Your objective.
For the entries below, say how many lines include the word "intervals" and add nothing else.
=== Section Start ===
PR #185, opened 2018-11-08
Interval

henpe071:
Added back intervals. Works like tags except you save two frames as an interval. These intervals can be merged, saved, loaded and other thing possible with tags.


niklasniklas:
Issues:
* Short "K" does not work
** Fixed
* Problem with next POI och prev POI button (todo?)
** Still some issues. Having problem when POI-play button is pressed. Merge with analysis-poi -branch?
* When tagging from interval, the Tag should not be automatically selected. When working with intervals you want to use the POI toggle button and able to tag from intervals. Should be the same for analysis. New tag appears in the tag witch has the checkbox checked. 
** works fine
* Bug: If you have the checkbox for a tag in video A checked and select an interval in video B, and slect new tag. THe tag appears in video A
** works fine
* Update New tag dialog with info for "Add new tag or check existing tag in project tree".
=== Section End ===
Answer box.
2